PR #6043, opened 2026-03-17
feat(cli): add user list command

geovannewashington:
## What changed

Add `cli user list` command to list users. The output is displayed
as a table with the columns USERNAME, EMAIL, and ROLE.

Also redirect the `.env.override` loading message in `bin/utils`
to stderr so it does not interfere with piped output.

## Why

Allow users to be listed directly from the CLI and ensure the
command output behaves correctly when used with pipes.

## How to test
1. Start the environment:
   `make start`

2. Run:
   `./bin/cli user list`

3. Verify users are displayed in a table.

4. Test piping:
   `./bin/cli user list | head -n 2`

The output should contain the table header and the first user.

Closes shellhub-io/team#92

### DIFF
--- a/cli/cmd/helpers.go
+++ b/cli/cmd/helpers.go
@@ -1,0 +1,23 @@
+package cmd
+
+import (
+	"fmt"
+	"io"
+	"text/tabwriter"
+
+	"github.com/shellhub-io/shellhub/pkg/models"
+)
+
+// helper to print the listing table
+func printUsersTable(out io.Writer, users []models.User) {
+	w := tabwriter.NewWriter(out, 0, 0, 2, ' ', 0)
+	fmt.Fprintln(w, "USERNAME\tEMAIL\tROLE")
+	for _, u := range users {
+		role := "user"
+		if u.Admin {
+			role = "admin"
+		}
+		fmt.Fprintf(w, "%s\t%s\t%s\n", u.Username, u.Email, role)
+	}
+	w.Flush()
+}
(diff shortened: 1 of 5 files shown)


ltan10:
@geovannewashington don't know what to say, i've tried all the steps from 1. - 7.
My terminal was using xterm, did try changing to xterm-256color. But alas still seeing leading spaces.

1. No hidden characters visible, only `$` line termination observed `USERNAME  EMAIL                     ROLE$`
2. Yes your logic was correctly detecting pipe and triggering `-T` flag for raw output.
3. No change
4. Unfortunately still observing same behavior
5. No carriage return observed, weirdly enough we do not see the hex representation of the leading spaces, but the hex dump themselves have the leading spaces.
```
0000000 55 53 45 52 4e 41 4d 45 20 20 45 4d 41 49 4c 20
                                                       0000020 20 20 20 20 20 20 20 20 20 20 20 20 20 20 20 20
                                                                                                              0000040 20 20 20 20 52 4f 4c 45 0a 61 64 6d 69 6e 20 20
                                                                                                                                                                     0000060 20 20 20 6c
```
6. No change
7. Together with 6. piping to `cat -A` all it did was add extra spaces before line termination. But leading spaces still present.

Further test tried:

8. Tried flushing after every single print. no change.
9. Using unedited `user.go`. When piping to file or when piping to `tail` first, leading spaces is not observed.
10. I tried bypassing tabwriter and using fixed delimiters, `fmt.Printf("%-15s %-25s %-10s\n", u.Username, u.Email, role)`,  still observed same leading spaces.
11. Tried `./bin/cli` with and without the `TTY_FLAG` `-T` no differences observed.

...

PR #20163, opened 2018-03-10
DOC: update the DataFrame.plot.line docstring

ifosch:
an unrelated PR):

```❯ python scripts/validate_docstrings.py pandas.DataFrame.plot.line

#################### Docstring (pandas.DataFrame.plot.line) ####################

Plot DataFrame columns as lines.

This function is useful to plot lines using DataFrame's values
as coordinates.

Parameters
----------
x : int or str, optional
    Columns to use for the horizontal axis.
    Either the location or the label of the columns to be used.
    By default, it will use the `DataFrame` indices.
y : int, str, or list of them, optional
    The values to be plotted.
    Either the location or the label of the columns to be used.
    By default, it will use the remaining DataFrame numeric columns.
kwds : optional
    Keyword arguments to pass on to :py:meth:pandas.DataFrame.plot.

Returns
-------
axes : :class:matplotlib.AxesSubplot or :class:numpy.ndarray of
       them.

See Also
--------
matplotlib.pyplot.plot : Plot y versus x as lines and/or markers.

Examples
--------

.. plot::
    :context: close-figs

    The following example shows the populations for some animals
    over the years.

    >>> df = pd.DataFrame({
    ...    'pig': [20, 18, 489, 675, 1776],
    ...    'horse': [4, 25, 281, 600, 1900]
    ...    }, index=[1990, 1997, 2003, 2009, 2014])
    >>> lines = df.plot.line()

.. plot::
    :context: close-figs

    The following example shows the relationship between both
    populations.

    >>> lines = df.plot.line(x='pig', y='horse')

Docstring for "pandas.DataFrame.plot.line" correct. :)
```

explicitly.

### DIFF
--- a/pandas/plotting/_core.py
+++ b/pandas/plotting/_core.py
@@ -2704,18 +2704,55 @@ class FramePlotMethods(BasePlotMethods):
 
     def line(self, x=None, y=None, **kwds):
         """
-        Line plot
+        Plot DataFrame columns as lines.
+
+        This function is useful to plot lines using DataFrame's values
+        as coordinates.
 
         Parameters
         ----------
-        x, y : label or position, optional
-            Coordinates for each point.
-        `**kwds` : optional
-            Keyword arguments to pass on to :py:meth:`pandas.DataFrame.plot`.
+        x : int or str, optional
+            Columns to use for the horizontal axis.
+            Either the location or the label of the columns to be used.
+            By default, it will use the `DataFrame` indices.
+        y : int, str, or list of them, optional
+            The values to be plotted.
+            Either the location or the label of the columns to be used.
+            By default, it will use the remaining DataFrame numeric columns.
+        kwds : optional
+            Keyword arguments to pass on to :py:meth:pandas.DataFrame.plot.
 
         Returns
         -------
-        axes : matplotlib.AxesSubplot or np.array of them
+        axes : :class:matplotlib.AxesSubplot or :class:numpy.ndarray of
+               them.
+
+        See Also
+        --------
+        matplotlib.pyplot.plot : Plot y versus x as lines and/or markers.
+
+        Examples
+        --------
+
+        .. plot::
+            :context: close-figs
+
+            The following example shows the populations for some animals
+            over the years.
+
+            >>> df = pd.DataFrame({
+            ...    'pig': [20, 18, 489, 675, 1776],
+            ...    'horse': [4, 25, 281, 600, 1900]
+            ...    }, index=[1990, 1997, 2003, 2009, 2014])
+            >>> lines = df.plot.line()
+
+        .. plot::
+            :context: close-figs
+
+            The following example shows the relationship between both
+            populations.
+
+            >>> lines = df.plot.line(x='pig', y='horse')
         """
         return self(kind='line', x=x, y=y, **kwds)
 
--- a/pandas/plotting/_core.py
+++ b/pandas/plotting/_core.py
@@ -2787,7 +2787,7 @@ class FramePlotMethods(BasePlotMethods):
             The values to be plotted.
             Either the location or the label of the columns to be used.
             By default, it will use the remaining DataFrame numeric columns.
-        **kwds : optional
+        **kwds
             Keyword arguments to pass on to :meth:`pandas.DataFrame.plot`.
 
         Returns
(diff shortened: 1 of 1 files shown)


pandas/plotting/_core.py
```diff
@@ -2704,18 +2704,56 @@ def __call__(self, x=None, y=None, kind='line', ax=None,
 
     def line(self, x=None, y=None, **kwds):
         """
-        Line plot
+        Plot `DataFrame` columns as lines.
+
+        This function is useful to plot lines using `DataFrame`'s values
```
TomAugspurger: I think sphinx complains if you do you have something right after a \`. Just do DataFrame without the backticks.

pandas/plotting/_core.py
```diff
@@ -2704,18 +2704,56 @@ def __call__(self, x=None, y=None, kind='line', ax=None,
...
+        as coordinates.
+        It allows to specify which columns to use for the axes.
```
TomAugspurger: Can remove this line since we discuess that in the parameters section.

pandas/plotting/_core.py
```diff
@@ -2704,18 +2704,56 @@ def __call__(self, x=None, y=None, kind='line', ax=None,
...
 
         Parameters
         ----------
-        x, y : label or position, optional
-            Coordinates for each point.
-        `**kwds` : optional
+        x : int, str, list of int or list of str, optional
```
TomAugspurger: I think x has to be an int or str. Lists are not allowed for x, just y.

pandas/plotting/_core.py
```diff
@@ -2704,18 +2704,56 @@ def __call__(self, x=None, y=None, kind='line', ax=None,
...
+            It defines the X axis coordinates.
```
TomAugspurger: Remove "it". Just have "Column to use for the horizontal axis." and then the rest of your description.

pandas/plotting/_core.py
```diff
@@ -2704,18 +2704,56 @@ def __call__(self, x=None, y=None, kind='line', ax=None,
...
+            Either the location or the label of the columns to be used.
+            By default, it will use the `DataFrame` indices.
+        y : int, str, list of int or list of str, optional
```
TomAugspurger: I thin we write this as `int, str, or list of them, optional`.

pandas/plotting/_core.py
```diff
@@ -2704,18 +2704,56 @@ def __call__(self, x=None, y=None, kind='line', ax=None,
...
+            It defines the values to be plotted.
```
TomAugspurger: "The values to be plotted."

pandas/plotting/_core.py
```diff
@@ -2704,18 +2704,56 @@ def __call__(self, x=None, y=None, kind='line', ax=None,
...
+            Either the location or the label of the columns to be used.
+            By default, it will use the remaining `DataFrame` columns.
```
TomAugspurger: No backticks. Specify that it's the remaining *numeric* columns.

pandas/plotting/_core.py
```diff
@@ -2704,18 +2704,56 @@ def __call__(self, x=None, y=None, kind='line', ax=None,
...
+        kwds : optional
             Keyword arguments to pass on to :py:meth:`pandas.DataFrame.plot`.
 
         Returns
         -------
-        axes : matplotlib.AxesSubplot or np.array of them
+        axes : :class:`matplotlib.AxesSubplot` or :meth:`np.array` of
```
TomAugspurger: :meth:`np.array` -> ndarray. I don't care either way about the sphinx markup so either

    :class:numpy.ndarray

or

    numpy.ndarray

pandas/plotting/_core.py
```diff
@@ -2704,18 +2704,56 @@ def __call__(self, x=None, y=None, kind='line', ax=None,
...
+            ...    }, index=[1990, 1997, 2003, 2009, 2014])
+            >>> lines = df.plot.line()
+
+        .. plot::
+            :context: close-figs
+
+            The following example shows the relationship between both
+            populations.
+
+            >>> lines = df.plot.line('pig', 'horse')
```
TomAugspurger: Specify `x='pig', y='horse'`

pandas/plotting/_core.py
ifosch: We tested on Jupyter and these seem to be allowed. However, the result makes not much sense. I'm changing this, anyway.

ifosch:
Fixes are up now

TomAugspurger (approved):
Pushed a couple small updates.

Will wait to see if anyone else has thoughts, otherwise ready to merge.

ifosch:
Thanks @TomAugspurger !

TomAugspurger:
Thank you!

---

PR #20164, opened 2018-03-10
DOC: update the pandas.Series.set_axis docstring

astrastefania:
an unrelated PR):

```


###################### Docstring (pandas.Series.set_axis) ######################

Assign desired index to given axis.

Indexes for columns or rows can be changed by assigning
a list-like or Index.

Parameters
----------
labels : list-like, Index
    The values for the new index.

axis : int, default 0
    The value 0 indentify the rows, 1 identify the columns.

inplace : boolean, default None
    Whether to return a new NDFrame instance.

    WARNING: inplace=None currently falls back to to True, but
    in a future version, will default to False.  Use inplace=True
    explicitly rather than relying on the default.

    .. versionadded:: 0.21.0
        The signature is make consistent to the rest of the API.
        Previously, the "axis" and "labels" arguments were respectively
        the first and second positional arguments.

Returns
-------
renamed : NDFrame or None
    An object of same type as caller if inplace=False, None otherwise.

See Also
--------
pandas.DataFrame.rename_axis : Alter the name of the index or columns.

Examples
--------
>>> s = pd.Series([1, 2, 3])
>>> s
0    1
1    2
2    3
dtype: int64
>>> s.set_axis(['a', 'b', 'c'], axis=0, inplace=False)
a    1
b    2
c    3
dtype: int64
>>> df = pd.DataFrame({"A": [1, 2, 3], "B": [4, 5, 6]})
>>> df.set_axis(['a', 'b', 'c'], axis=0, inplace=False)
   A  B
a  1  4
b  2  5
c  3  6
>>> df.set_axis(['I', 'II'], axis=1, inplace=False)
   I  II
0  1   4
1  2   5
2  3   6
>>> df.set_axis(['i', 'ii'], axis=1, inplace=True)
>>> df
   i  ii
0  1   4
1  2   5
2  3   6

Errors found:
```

- What you need to do
Using the entries above, copy out all lines that contain the string "shellhub".

- Solution for this exercise
Closes shellhub-io/team#92
+	"github.com/shellhub-io/shellhub/pkg/models"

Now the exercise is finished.